PARIS/TEHRAN, 27 October 2005 — Iranian President Muhammad Ahmadinejad’s call for Israel to be “wiped off the map” triggered widespread outrage yesterday and prompted Israel to describe the regime in Tehran as “a clear and present danger.”
“We believe that Iran is trying to buy time ... so it can develop a nuclear bomb,” said Israeli Foreign Minister Silvan Shalom in Jerusalem. “Iran is a clear and present danger,” he said at a joint press conference in Jerusalem with visiting Russian Foreign Minister Sergei Lavrov.
In Washington, the White House said the words of the hard-line Iranian president also underlined US concerns about Tehran’s nuclear ambitions. “It just reconfirms what we have been saying about the regime in Iran. It underscores the concerns we have about Iran’s nuclear operations,” spokesman Scott McClellan told reporters.
France will summon Iran’s ambassador to Paris to question him over Ahmadinejad’s call,” Foreign Minister Philippe Douste-Blazy said. “I learned of the comments ... according to which the president of Iran says he wants Israel to disappear and said the conflict in the Middle East would perpetuate an age-old fight between Jews and Muslims,” Douste-Blazy said in a statement.
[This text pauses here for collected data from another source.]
PR #495, opened 2024-03-05
Make currency delta transient

hensha256:


src/PoolManager.sol
```diff
@@ -144,7 +145,7 @@ contract PoolManager is IPoolManager, Fees, NoDelegateCall, ERC6909Claims {
     function _accountDelta(Currency currency, int128 delta) internal {
         if (delta == 0) return;
 
-        int256 current = currencyDelta[msg.sender][currency];
+        int256 current = msg.sender.getCurrencyDelta(currency);
```
snreynolds, line 148: this syntax is kinda funky but I do like it as a library 🤷‍♀️

snreynolds (approved):

src/libraries/CurrencyDelta.sol
```diff
@@ -0,0 +1,40 @@
...
+pragma solidity ^0.8.20;
+
+import {Currency} from "../types/Currency.sol";
+
+library CurrencyDelta {
+    uint256 constant CURRENCY_DELTA_SLOT = uint256(keccak256("CurrencyDelta")) - 1;
+
+    function setCurrencyDelta(address locker, Currency currency, int256 delta) internal {
+        uint256 slot = CURRENCY_DELTA_SLOT;
+
```
snreynolds, line 11: actually could you potentially write a helper called hashKey = _computeKey(locker, currency)? this whole chunk is repeated in both set/get

snreynolds (changes requested):

src/PoolManager.sol
hensha256: Yeah i wasnt 100% on it either. Would you prefer it as
`CurrencyDelta.get(msg.sender, currency)` and `CurrencyDelta.set(msg.sender, currency, delta)`
or
`msg.sender.getCurrencyDelta(currency)` and `msg.sender.setCurrencyDelta(currency, delta)`

src/libraries/CurrencyDelta.sol
```diff
@@ -0,0 +1,38 @@
...
+import {Currency} from "../types/Currency.sol";
+
+library CurrencyDelta {
+    uint256 constant CURRENCY_DELTA_SLOT = uint256(keccak256("CurrencyDelta")) - 1;
+
+    function _computeSlot(address locker, Currency currency) internal pure returns (bytes32 hashSlot) {
+        uint256 slot = CURRENCY_DELTA_SLOT;
+
+        assembly {
```
ewilz, line 12: why is this done in assembly? cheaper?

hensha256: Yeeah its quite a lot cheaper. And its like another 1000 cheaper if instead we do 
```
        assembly {
            mstore(0, locker)
            mstore(32, currency)
            hashSlot := keccak256(0, 64)
        }
```

with a single hash and not have a `CURRENCY_DELTA_SLOT` thats added into the process with a second hash. But I feel like its definitely best practice to add that just for if we ever had another mapping with these 2 parameters too. Thoughts?

src/PoolManager.sol
hensha256: took a poll and went with the first one!

src/libraries/CurrencyDelta.sol
```diff
@@ -0,0 +1,38 @@
+// SPDX-License-Identifier: BUSL-1.1
+pragma solidity ^0.8.20;
+
+import {Currency} from "../types/Currency.sol";
+
+library CurrencyDelta {
+    uint256 constant CURRENCY_DELTA_SLOT = uint256(keccak256("CurrencyDelta")) - 1;
+
+    function _computeSlot(address locker, Currency currency) internal pure returns (bytes32 hashSlot) {
```
dianakocsis, line 9: Do we still want this to be called locker?

hensha256: oh yeah good point

src/libraries/CurrencyDelta.sol
snreynolds: This though is not standard for computing the mapping slot?

src/libraries/CurrencyDelta.sol
```diff
@@ -0,0 +1,38 @@
+// SPDX-License-Identifier: BUSL-1.1
+pragma solidity ^0.8.20;
+
+import {Currency} from "../types/Currency.sol";
+
+library CurrencyDelta {
+    uint256 constant CURRENCY_DELTA_SLOT = uint256(keccak256("CurrencyDelta")) - 1;
```
snreynolds, line 7: Instead of this computing a hash every time we can just use the hex val and comment above?

hensha256: oh yeeaaah nice haha, i made that PR after this

src/libraries/CurrencyDelta.sol
hensha256: Yeah the standard way of computing a mapping is including a slot

snreynolds (approved):

PR #771, opened 2024-07-09
OZ M02: ProtocolFeeController Gas Griefing

dianakocsis:
## Related Issue
OpenZeppelin M-02 - ProtocolFeeController Gas Griefing

## Description of changes
using assembly to execute the call and manually copying only 32 bytes from the return data to memory


src/ProtocolFees.sol
```diff
@@ -69,21 +69,29 @@ abstract contract ProtocolFees is IProtocolFees, Owned {
...
-                returnData := mload(add(_data, 0x20))
+                success := call(gasLimit, toAddress, 0, add(data, 0x20), mload(data), 0, 0)
+
+                // success if return data size is 32 bytes
+                success := and(success, eq(returndatasize(), 32))
+
+                // load the return data if success is true
+                if success {
+                    let fmp := mload(0x40)
+                    returndatacopy(fmp, 0, returndatasize())
```
hensha256, line 86: is it cheaper to hardcode `returndatasize()` as 32?
We know its 32 from the check above `eq(returndatasize(), 32)`

dianakocsis: it actually made it go up by 1!

hensha256: lol weird

src/ProtocolFees.sol
```diff
@@ -69,21 +69,29 @@ abstract contract ProtocolFees is IProtocolFees, Owned {
...
+            address toAddress = address(protocolFeeController);
 
+            bytes memory data = abi.encodeCall(IProtocolFeeController.protocolFeeForPool, (key));
             uint256 returnData;
             assembly ("memory-safe") {
-                returnData := mload(add(_data, 0x20))
+                success := call(gasLimit, toAddress, 0, add(data, 0x20), mload(data), 0, 0)
+
+                // success if return data size is 32 bytes
+                success := and(success, eq(returndatasize(), 32))
```
hensha256, line 81: could you add another comment that just says something like
```
// we only load the return value if its the correct length to prevent gas griefing
```

hensha256 (approved):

Ahmadinejad made the comments at a conference in Tehran entitled “The World without Zionism.” “As the Imam said, Israel must be wiped off the map,” he said in a reference to Iran’s late revolutionary leader Ayatollah Khomeini. His comments were the first time in years that such a high-ranking Iranian official had called for Israel’s eradication, even though such slogans are still regularly used at regime rallies.
In Berlin, the German government said the comments were “completely unacceptable.” “If these comments were in fact made, they are completely unacceptable and should be condemned in the strongest terms,” said Foreign Ministry spokesman Walter Lindner.
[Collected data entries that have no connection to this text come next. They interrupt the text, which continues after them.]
PR #774, opened 2024-07-09
OZ N16: Create SECURITY.md

gretzke:
## Description of changes

Add file with security information

### DIFF
--- a/SECURITY.md
+++ b/SECURITY.md
@@ -2,12 +2,12 @@
 
 ## Vulnerability Disclosure and Bug Bounty
 
-Bug bounty details can be found in https://uniswap.org/bug-bounty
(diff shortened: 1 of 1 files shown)


SECURITY.md
```diff
@@ -0,0 +1,13 @@
+# Uniswap Labs Security
```
hensha256, line 1: The audit also says
```
Consider adding a NatSpec comment containing a security contact above each contract definition. Using the @custom:security-contact convention is recommended
```

Shall we add the contact at the top of the PoolManager too?

gretzke: I'm not against it but I'm also fine with just the security file

hensha256: ok fair i'll merge

PR #779, opened 2024-07-10
C01: native ERC20 double spend

vimageDE:
## Related Issue

C01

## Description of changes

Fixes an issue where native tokens that have a native ERC20 representation (e.g., CELO) could be credited twice by syncing the ERC20 version, settling the native token and then settling the ERC20 token without an actual ERC20 transfer required.

This fix requires a strict flow where an ERC20 token needs to settle and sync directly after, settling the native token after the ERC20 settle would revert.


src/test/ActionsRouter.sol
```diff
@@ -100,8 +108,8 @@ contract ActionsRouter is IUnlockCallback, Test {
     }
 
     function _assertReservesEquals(bytes memory params) internal view {
-        (Currency currency, uint256 expectedReserves) = abi.decode(params, (Currency, uint256));
-        assertEq(manager.getReserves(currency), expectedReserves, "reserves value incorrect");
+        (, uint256 expectedReserves) = abi.decode(params, (Currency, uint256));
```
hensha256, line 111: why does it still decode a currency at all? shouldnt it just only pass in the uint256 now?

src/test/NativeERC20.sol
```diff
@@ -0,0 +1,50 @@
+// SPDX-License-Identifier: GPL-3.0-or-later
+
+import {Test} from "forge-std/Test.sol";
+
+pragma solidity ^0.8.0;
+
+contract NativeERC20 is Test {
```
hensha256, line 7: Would love a comment above this contract explaining what it does - and that transfer changes balances of native too

test/Reserves.t.sol
```diff
@@ -45,6 +40,6 @@ contract ReservesTest is Test {
     function test_fuzz_get_set(Currency currency, uint256 value) public {
         vm.assume(value != type(uint256).max);
         currency.setReserves(value);
-        assertEq(currency.getReserves(), value);
+        assertEq(Reserves.getReserves(), value);
```
hensha256, line 43: these tests should add checking the getter for the currency!
Yu have `currency.setReserves(value)` so then we need to check
- is value set correctly (you have this)
- is currency set correctly (this needs to be added)

src/libraries/Reserves.sol
```diff
@@ -3,40 +3,48 @@ pragma solidity ^0.8.20;
 
 import {Currency} from "../types/Currency.sol";
 import {CustomRevert} from "./CustomRevert.sol";
+import {IPoolManager} from "../interfaces/IPoolManager.sol";
 
 library Reserves {
```
hensha256, line 8: Ok heres a suggestion for naming. Open to suggestions though

- `library CurrencyReserves`
- `constant RESERVES_OF_SLOT` ✅ 
- `SYNC_SLOT` -> `CURRENCY_SLOT`
- `function checkSync` -> `function checkCurrencyNotSet`
- `Currency syncing` -> `Currency currencySet`
- `function getSyncedCurrency` -> `function getCurrency`
- `function getReserves` ✅ 
- `function setReserves` -> `function setCurrencyAndReserves`

src/libraries/TickBitmap.sol
```diff
@@ -43,7 +43,7 @@ library TickBitmap {
     /// @param tick The tick to flip
     /// @param tickSpacing The spacing between usable ticks
     function flipTick(mapping(int16 => uint256) storage self, int24 tick, int24 tickSpacing) internal {
-        /**
+        /*
```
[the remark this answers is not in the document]
gretzke: fixes a compiler warning because it assumed this was natspec, I tried to sneak it in in this PR lol

src/PoolManager.sol
```diff
@@ -264,13 +261,15 @@ contract PoolManager is IPoolManager, ProtocolFees, NoDelegateCall, ERC6909Claim
     }
 
     /// @inheritdoc IPoolManager
-    function sync(Currency currency) public returns (uint256 balance) {
-        balance = currency.balanceOfSelf();
-        currency.setReserves(balance);
+    function sync(Currency currency) external {
+        Reserves.checkSync();
+        if (currency.isNative()) return;
```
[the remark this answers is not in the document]
gretzke: natspec or inline?

src/libraries/TickBitmap.sol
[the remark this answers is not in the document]
hensha256: LOL ok fine

src/PoolManager.sol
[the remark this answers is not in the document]
hensha256: i think natspec maybe? under a @dev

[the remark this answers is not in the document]
gretzke: Poor Kenny probably being pinged 1000 times a day lol

src/interfaces/IPoolManager.sol
```diff
@@ -45,6 +45,8 @@ interface IPoolManager is IProtocolFees, IERC6909Claims, IExtsload, IExttload {
     ///@notice Thrown when native currency is passed to a non native settlement
     error NonZeroNativeValue();
 
+    error AlreadySynced();
```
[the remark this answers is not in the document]
vimageDE: fixed :)

src/libraries/Reserves.sol
vimageDE: Thanks a lot for the suggestions!
I am wondering about removing sync out of some of the names... Does it not provide more clarity to keep Synced in the naming, Since all of it is so closely connected to the process of syncing?
I do agree with the fact that there is no clear line currently though, but I personally think it might help with readability by leaning into the other direction (I have included the changes I fully agree with for clarity) :

- `library Reserves` -> `library CurrencyReserves`
- `constant RESERVES_OF_SLOT` ✅
- `SYNC_SLOT` -> `CURRENCY_SLOT`
- `function checkSync` -> `function checkNotSynced`
- `Currency syncing` -> `Currency currencySynced`
- `function getSyncedCurrency` ✅
- `function getReserves` -> `getSyncedReserves`
- `function setReserves` -> `function syncCurrencyAndReserves`

Let me know what you think, happy to stick with your naming suggestions, if you like it more that way :)

src/PoolManager.sol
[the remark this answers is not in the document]
vimageDE: Just want to let Kenny know that I added the comment in the IPoolManager! 😂

src/libraries/TransientStateLibrary.sol
```diff
@@ -17,20 +17,13 @@ library TransientStateLibrary {
...
     /// @dev returns type(uint256).max if the reserves are synced but the value is 0
-    function getReserves(IPoolManager manager, Currency currency) internal view returns (uint256) {
-        bytes32 key;
-        assembly ("memory-safe") {
-            mstore(0, RESERVES_OF_SLOT)
-            mstore(32, currency)
-            key := keccak256(0, 64)
-        }
-        return uint256(manager.exttload(key));
+    function getReserves(IPoolManager manager) internal view returns (uint256) {
```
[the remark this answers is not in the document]
vimageDE: Added view function for the currency! 
Also removed the duplications of the slots, imported them instead from the libraries, as discussed.

src/test/ActionsRouter.sol
vimageDE: does not need it, good catch!

test/Reserves.t.sol
vimageDE: Added checks for the currency in the tests and added a new test to confirm the functionality of `Reserves.reset()`

src/PoolManager.sol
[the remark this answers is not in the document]
snreynolds: just letting kenny know natspec comment looks good

src/libraries/Reserves.sol
vimageDE: _-For documentation purposes-_
After an internal discussion, we decided on these namings:
- `library Reserves` -> `library CurrencyReserves`
- `constant RESERVES_OF_SLOT` ✅
- `SYNC_SLOT` -> `CURRENCY_SLOT`
- `function checkSync` -> `function requireNotSynced`
- `Currency syncing` -> `Currency currencySynced`
- `function getSyncedCurrency` ✅
- `function getReserves` -> `getSyncedReserves`
- `function setReserves` -> `function syncCurrencyAndReserves`

src/PoolManager.sol
```diff
@@ -279,21 +278,24 @@ contract PoolManager is IPoolManager, ProtocolFees, NoDelegateCall, ERC6909Claim
...
-            uint256 reservesBefore = currency.getReserves();
-            uint256 reservesNow = sync(currency);
+            // Reserves are guaranteed to be set, because currency and reserves are always set together
+            uint256 reservesBefore = Reserves.getReserves();
+            uint256 reservesNow = currency.balanceOfSelf();
             paid = reservesNow - reservesBefore;
         }
 
         _accountDelta(currency, paid.toInt128(), msg.sender);
+        Reserves.reset();
```
snreynolds: I had a question - if we move this up into the else clause.. Does that basically re introduce the issue?

src/libraries/Reserves.sol
```diff
@@ -7,36 +7,46 @@ import {CustomRevert} from "./CustomRevert.sol";
...
+    function getSyncedCurrency() internal view returns (Currency currency) {
         assembly {
-            tstore(key, value)
+            currency := tload(SYNC_SLOT)
         }
     }
 
-    function getReserves(Currency currency) internal view returns (uint256 value) {
-        bytes32 key = _getKey(currency);
+    function reset() internal {
```
snreynolds: can you add a comment here that the reserves of slot will be dirtied, but it is safe because it is always overridden before the next settle... or just to be extra safe we should wipe it even in reset (in which case you can use Reserves.setReserves(0, 0);

src/PoolManager.sol
vimageDE: good catch

src/PoolManager.sol
```diff
@@ -279,21 +278,23 @@ contract PoolManager is IPoolManager, ProtocolFees, NoDelegateCall, ERC6909Claim
...
-    function settle(Currency currency) external payable override onlyWhenUnlocked returns (uint256 paid) {
+    function settle() external payable onlyWhenUnlocked returns (uint256 paid) {
+        Currency currency = Reserves.getSyncedCurrency();
         if (currency.isNative()) {
             paid = msg.value;
         } else {
             if (msg.value > 0) NonZeroNativeValue.selector.revertWith();
-            uint256 reservesBefore = currency.getReserves();
-            uint256 reservesNow = sync(currency);
+            uint256 reservesBefore = Reserves.getReserves();
```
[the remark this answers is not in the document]
vimageDE: If you just call settle without sync, you won't have a currency set and the settle function therefore expects a native token settle, so should not reach this else part... or did I miss out on something?

src/PoolManager.sol
```diff
@@ -264,13 +261,15 @@ contract PoolManager is IPoolManager, ProtocolFees, NoDelegateCall, ERC6909Claim
     }
 
     /// @inheritdoc IPoolManager
-    function sync(Currency currency) public returns (uint256 balance) {
-        balance = currency.balanceOfSelf();
-        currency.setReserves(balance);
+    function sync(Currency currency) external {
+        Reserves.checkNotSynced();
+        if (currency.isNative()) return;
```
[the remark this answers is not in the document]
vimageDE: This could make it easier for people to work with, since they can stick to the sync->settle flow, even for native tokens.
But if you think it should better revert in that scenario, let me know!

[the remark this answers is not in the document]
hensha256: Im happy with it returning instead. Theres no need for it to revert imo

src/PoolManager.sol
```diff
@@ -279,21 +278,25 @@ contract PoolManager is IPoolManager, ProtocolFees, NoDelegateCall, ERC6909Claim
     }
 
     /// @inheritdoc IPoolManager
-    function settle(Currency currency) external payable override onlyWhenUnlocked returns (uint256 paid) {
+    function settle() external payable onlyWhenUnlocked returns (uint256 paid) {
+        Currency currency = CurrencyReserves.getSyncedCurrency();
+        // If not previously synced, expects native currency to be settled because currency.isNative() == address(0)
```
hensha256, line 283:
```suggestion
        // If not previously synced, expects native currency to be settled because CurrencyLibrary.NATIVE == address(0)
```

hensha256: nit... but `currency.isNative()` returns a boolean, so will never be equal to address(0)

src/libraries/CurrencyReserves.sol
```diff
@@ -0,0 +1,52 @@
...
+
+    function getSyncedCurrency() internal view returns (Currency currency) {
+        assembly {
+            currency := tload(CURRENCY_SLOT)
+        }
+    }
+
+    function reset() internal {
+        assembly {
+            tstore(CURRENCY_SLOT, 0)
```
hensha256, line 36: would rather this also reset the reserves of. I know its not strictly needed, but it would be weird that `getSyncedReserves` returns a non-0 value, when `getSyncedCurrency` returns 0.

src/test/NativeERC20.sol
```diff
@@ -0,0 +1,51 @@
+// SPDX-License-Identifier: GPL-3.0-or-later
+
+import {Test} from "forge-std/Test.sol";
+
+pragma solidity ^0.8.0;
```
hensha256, line 5: pragma should be above imports

test/CurrencyReserves.t.sol
```diff
@@ -0,0 +1,58 @@
...
+    }
+
+    function test_reset_currency() public {
+        currency0.syncCurrencyAndReserves(100);
+        uint256 value = CurrencyReserves.getSyncedReserves();
+        assertEq(value, 100);
+        assertEq(Currency.unwrap(CurrencyReserves.getSyncedCurrency()), Currency.unwrap(currency0));
+        CurrencyReserves.reset();
+        uint256 valueAfterReset = CurrencyReserves.getSyncedReserves();
+        assertEq(valueAfterReset, 100);
```
hensha256, line 39: yeah definitely dont like this - would love it to also be reset to 0 please

test/Sync.t.sol
```diff
@@ -263,4 +180,45 @@ contract SyncTest is Test, Deployers, GasSnapshot {
...
+
+    function test_settle_failsWithNativeERC20IfNotSyncedInOrder(uint256 value) public noIsolate {
+        value = bound(value, 1, uint256(int256(type(int128).max / 2)));
+        vm.deal(address(this), value);
+        vm.deal(address(manager), value);
+        NativeERC20 nativeERC20 = new NativeERC20();
+
+        manager.sync(Currency.wrap(address(nativeERC20)));
+
+        // uint256 balanceBefore = address(this).balance;
```
hensha256, line 192: delete comment or move down to be part of the OZ attack comment

src/PoolManager.sol
vimageDE: good catch!

src/libraries/CurrencyReserves.sol
vimageDE: Are you fine with the extra gas costs? Will effect every non native settle...

test/Sync.t.sol
vimageDE: Are you happe with the way it is handled at the bottom of the test?

https://github.com/vimageDE/v4-core/blob/1241d0c37c73ba766151c8fea4fdd30e8c5f49cb/test/Sync.t.sol#L221

src/libraries/CurrencyReserves.sol
hensha256: yes i'm ok with the extra cost

test/Sync.t.sol
hensha256: yeah i basically just think the entire commented out test should be together, and not interspersed among the new test

src/PoolManager.sol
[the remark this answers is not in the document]
hensha256: yeah exactly, the fact that youre in the `else` branch means that `currency` was non-0. This means `sync` must have happened. This means that `reserves` must also have been correctly synced.

test/CurrencyReserves.t.sol
snreynolds: Its strictly never used by the contract and 100 extra gas

snreynolds: We should just be checking that that value is not used after another call to sync

test/Sync.t.sol
```diff
@@ -137,95 +129,18 @@ contract SyncTest is Test, Deployers, GasSnapshot {
         router.executeActions(actions, params);
     }
 
-    /// @notice When there is no actual balance in the pool, the ZERO_BALANCE stored in transient reserves should never actually used in calculating the amount paid in settle.
```
snreynolds, line 140: RIP this test, but i think its a great side effect of this PR that this footgunny behaviour is not possible now but

test/Sync.t.sol
```diff
@@ -239,22 +154,24 @@ contract SyncTest is Test, Deployers, GasSnapshot {
...
+        actions[3] = Actions.SETTLE; // Since reserves now == reserves, paid = 0 and the delta owed by the user will still be -10 after settle.
 
         actions[4] = Actions.ASSERT_DELTA_EQUALS;
         params[4] = abi.encode(currency0, address(router), -10);
 
+        actions[5] = Actions.SYNC;
+        params[5] = abi.encode(currency0);
+
         // To now settle the delta, the user owes 10 to the pool.
         // Because sync is called in settle we can transfer + settle.
```
snreynolds, line 166: this comment is no longer true

test/Sync.t.sol
```diff
@@ -137,95 +129,18 @@ contract SyncTest is Test, Deployers, GasSnapshot {
...
-        actions[9] = Actions.SETTLE;
-        params[9] = abi.encode(currency3);
-
-        // Expect an underflow/overflow because reservesBefore > reservesNow since sync() had not been called before settle.
-        vm.expectRevert(abi.encodeWithSignature("Panic(uint256)", 0x11));
-
-        router.executeActions(actions, params);
-    }
-
     // @notice This tests expected behavior if you DO NOT call sync. (ie. Do not interact with the pool manager properly. You can lose funds.)
```
snreynolds, line 132: Can you update the comment and test name - I feel this is out of date? And it would be nice to have a new summary of whats being tested

src/libraries/CurrencyReserves.sol
vimageDE: I am happy with both... I really like the gas save, but I agree with the fact, that it will be confusing to get an outdated value with the getter function.

test/Sync.t.sol
vimageDE: Done

src/libraries/CurrencyReserves.sol
```diff
@@ -0,0 +1,52 @@
...
+
+library CurrencyReserves {
+    using CustomRevert for bytes4;
+
+    /// @notice Thrown when a user has already synced a currency, but not yet settled
+    error AlreadySynced();
+
+    /// bytes32(uint256(keccak256("ReservesOf")) - 1)
+    bytes32 constant RESERVES_OF_SLOT = 0x1e0745a7db1623981f0b2a5d4232364c00787266eb75ad546f190e6cebe9bd95;
+    /// bytes32(uint256(keccak256("Sync")) - 1)
```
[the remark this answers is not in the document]
vimageDE: fully agree, fixed!

src/libraries/CurrencyReserves.sol
```diff
@@ -0,0 +1,52 @@
...
+    bytes32 constant CURRENCY_SLOT = 0xf0e14a408baf7f453312eec68e9b7d728ec5337fbdf671f917ee8c80f3255231;
+
+    function requireNotSynced() internal view {
+        Currency currencySynced;
+        assembly {
```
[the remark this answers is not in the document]
vimageDE: True, good spot!

test/Sync.t.sol
vimageDE: You are right, this test is not worth to have at all anymore, removed

test/Sync.t.sol
vimageDE: Removed

test/Sync.t.sol
vimageDE: Updated the comment and the name, also added some comments in the test to clarify whats is happening!

test/CurrencyReserves.t.sol
gretzke: I also don't love the extra gas, but I also don't love we leave it unset. What if we read both in the transient state library and if currency == 0, we return 0 for reserves?

vimageDE: Agree, that would make it clear for anyone using the TransientStateLibrary library.
And either the extra gas is used in the settle for deleting the currency, or alternative in the TransientStateLibrary read, but that one should probably have lower prio then the settle?
Also for the CurrendyReserves `getReserves` function, it was renamed to `getSyncedReserves`, so the name helps to indicates the sync condition I would say.

vimageDE: Plus anyone using the TransientStateLibrary could decide themselves to remove it if they want to save the gas in the read :)

snreynolds: I like this suggestion for TransientStateLibrary

snreynolds (approved):
Awesome work 👏

snreynolds (changes requested):
Oops, see that the TransientStateLibrary still needs an update so it overrides the reserves balance. I think I'd just say to make @gretzke's suggestion & update tests and then I'll re-approve.

snreynolds (approved):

In his speech Ahmadinejad said Israel’s establishment was “a move by the world oppressor against the Islamic world.” In Jerusalem, Shalom said Tehran had consistently shown its desire to wipe out Israel. “This kind of regime is very, very extreme and it would be a nightmare for all the international community if they had a nuclear bomb. We believe that the time has come to move the Iranian file to the (UN) Security Council and the sooner the better,” he said in remarks to reporters.
But the Russian foreign minister differed, saying Moscow had no substantial evidence that “we have a clear and present danger” from Iran’s nuclear program.